Work item »
Every line below between the one holding "munnerz: I'd commented" and the one holding "The rule in", inclusive, should be copied exactly, and no other line.

[[ Input material open ]]

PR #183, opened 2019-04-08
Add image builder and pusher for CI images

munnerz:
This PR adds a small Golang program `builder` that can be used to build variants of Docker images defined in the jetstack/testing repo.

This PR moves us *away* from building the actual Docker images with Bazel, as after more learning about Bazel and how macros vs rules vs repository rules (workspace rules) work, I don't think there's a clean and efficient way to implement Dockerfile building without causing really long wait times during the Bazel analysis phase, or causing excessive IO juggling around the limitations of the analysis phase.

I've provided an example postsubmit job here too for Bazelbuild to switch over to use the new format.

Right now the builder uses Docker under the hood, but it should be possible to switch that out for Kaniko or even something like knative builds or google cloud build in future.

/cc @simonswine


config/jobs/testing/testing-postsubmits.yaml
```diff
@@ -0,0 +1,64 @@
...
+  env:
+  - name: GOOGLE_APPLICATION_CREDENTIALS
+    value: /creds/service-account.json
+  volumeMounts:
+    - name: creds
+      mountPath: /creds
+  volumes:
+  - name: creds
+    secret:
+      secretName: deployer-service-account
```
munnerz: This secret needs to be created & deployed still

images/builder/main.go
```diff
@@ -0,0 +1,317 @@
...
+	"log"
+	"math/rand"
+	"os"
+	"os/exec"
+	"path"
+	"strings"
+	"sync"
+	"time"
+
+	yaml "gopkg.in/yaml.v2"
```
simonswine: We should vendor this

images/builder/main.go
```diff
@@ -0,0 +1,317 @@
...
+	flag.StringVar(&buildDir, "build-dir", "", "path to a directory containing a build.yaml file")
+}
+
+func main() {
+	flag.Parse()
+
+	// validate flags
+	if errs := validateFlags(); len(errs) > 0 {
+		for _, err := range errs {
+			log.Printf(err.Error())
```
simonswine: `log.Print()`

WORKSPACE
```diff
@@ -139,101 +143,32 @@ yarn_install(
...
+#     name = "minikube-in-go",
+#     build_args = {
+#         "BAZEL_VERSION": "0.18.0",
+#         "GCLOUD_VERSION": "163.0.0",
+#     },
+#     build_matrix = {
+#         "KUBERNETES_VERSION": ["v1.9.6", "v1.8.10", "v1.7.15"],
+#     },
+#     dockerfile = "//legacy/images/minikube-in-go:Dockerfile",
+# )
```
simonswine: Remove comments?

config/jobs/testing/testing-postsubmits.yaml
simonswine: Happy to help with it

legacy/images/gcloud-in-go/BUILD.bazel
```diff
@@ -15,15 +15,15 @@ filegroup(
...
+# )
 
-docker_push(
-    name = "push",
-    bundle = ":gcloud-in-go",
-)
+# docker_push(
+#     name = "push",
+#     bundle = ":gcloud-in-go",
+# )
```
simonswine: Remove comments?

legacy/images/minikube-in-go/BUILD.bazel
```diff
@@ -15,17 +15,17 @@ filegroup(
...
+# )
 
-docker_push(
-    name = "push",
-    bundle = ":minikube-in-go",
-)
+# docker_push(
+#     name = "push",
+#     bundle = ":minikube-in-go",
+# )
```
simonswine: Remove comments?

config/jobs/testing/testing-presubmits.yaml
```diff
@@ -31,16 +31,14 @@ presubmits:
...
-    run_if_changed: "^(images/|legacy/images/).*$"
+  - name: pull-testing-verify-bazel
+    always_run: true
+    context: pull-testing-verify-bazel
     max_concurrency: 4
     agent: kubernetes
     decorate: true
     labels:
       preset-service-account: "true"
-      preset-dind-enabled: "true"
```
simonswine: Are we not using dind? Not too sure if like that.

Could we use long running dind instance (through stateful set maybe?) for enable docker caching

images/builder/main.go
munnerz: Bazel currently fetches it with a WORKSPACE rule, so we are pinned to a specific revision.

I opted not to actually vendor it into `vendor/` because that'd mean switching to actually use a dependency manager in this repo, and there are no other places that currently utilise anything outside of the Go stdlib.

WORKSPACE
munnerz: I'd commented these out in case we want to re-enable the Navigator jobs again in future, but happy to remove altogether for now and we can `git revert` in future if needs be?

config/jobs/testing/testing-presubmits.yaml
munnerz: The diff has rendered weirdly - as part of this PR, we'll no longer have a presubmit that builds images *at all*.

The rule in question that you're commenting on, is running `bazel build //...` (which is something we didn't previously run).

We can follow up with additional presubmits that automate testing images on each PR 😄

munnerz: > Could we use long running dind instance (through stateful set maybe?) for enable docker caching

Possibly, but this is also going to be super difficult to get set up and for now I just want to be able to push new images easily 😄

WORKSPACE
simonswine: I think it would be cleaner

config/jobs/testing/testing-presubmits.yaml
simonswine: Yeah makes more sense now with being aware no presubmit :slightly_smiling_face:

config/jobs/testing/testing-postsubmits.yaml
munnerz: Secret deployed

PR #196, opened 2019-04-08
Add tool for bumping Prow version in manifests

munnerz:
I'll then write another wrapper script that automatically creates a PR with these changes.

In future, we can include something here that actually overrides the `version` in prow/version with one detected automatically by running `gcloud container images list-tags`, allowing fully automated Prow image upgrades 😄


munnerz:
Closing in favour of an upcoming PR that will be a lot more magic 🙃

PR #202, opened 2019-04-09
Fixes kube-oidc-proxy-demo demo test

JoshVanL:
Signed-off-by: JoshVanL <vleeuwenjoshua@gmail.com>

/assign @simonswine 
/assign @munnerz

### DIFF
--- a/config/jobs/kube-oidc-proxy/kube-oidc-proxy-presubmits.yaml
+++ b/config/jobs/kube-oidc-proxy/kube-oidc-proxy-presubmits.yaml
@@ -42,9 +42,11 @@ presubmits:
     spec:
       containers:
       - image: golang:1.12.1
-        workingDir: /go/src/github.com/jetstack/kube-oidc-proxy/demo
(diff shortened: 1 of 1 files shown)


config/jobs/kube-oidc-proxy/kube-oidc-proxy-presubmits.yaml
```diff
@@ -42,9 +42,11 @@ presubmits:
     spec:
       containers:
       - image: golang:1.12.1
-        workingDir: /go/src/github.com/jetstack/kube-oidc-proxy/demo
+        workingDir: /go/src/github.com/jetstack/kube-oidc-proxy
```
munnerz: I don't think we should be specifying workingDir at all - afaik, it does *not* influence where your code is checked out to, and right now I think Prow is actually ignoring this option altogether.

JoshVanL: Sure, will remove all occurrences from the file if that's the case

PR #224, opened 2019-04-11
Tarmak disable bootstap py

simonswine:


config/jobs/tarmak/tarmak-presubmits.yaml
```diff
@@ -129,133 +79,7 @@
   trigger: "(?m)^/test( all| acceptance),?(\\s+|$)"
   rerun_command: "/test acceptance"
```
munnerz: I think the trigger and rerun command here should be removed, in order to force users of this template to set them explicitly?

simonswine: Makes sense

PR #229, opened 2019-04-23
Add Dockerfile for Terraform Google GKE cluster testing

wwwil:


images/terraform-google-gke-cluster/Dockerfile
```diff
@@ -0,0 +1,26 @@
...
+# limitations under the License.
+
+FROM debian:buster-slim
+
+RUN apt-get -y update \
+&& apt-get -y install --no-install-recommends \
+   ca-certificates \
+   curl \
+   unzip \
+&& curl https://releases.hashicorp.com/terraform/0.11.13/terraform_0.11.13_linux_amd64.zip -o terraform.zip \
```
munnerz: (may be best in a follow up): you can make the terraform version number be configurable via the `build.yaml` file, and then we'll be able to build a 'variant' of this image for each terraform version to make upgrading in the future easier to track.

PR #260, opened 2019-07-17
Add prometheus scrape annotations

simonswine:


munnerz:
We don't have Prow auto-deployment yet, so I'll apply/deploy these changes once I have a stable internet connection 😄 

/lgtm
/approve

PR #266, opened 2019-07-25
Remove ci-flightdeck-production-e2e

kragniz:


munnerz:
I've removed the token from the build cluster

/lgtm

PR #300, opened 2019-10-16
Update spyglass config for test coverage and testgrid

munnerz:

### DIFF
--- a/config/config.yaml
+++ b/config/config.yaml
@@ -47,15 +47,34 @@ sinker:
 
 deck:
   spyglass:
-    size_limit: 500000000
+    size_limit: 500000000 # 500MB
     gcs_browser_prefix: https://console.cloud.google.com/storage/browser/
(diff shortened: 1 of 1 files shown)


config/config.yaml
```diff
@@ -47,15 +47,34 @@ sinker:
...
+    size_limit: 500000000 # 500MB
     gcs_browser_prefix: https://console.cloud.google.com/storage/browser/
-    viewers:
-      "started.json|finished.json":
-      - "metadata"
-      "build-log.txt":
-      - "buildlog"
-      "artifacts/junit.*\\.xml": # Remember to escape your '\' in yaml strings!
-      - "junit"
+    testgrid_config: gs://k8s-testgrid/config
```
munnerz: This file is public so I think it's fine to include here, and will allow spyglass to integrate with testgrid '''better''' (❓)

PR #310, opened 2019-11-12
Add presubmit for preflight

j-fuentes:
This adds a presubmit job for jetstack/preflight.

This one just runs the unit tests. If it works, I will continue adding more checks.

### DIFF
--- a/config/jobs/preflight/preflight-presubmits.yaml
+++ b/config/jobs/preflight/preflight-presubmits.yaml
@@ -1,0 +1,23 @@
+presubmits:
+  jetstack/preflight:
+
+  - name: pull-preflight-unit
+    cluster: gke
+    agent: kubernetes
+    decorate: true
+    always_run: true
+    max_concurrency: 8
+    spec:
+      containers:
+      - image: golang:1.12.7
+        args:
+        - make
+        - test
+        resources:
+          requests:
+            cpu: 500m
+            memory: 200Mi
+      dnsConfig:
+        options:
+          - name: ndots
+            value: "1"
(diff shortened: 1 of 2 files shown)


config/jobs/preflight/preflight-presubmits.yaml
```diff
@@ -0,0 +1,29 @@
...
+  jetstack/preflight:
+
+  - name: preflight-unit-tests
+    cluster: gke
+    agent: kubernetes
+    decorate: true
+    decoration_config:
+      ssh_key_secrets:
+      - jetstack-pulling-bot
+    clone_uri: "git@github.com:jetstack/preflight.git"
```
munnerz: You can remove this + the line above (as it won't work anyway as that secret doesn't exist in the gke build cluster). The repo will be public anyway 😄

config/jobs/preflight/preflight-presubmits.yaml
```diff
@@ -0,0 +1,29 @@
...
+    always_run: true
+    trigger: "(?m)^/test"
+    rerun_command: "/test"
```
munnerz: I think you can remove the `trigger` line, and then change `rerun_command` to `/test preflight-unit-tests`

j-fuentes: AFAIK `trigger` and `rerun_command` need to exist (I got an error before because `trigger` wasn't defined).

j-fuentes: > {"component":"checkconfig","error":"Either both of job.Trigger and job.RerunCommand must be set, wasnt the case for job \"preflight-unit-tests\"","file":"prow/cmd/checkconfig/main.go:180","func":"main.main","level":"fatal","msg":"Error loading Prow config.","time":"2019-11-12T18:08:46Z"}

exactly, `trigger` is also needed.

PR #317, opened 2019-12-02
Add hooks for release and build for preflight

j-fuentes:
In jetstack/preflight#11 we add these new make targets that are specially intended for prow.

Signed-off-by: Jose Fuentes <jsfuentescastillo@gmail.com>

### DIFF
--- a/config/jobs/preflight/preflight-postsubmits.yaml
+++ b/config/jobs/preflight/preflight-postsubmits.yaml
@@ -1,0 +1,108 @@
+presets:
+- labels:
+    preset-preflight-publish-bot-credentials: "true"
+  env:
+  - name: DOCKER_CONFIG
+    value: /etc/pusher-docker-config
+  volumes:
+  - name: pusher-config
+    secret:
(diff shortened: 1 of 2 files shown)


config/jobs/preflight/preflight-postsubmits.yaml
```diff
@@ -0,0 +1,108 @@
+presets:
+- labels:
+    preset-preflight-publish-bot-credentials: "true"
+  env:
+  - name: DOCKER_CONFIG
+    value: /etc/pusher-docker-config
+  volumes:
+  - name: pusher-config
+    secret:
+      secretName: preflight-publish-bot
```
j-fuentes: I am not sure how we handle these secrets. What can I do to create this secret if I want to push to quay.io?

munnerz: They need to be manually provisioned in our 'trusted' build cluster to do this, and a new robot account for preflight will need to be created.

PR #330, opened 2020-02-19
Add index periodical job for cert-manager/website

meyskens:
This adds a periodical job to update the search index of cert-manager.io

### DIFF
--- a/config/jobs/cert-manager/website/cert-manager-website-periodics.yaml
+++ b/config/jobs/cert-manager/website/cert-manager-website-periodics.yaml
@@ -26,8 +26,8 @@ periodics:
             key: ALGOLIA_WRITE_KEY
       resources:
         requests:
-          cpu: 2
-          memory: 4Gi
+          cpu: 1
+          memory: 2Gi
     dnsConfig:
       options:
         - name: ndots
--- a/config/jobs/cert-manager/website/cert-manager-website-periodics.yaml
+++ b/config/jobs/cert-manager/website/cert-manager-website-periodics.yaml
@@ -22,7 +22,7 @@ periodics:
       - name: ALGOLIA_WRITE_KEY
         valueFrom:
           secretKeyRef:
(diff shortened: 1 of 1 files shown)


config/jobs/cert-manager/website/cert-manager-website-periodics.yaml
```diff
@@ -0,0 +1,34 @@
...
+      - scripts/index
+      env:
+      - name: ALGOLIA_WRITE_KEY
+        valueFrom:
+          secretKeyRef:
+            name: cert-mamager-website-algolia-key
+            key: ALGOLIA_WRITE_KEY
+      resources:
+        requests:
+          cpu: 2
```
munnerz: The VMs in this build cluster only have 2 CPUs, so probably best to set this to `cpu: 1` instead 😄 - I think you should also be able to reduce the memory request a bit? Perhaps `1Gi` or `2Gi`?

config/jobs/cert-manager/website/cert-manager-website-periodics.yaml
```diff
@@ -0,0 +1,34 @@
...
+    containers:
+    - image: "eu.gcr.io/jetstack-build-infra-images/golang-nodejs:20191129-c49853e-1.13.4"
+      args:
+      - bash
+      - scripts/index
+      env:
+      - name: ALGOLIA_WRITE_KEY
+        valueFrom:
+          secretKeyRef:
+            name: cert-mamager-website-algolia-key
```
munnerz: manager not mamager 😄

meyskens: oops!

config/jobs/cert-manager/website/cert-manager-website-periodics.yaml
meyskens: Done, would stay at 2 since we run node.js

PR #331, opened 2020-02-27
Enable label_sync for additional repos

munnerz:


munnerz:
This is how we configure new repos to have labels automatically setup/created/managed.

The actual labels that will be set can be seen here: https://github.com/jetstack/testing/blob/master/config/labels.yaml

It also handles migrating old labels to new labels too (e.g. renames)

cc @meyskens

[[ Input material closed ]]

Completed task »
munnerz: I'd commented these out in case we want to re-enable the Navigator jobs again in future, but happy to remove altogether for now and we can `git revert` in future if needs be?

config/jobs/testing/testing-presubmits.yaml
munnerz: The diff has rendered weirdly - as part of this PR, we'll no longer have a presubmit that builds images *at all*.

The rule in question that you're commenting on, is running `bazel build //...` (which is something we didn't previously run).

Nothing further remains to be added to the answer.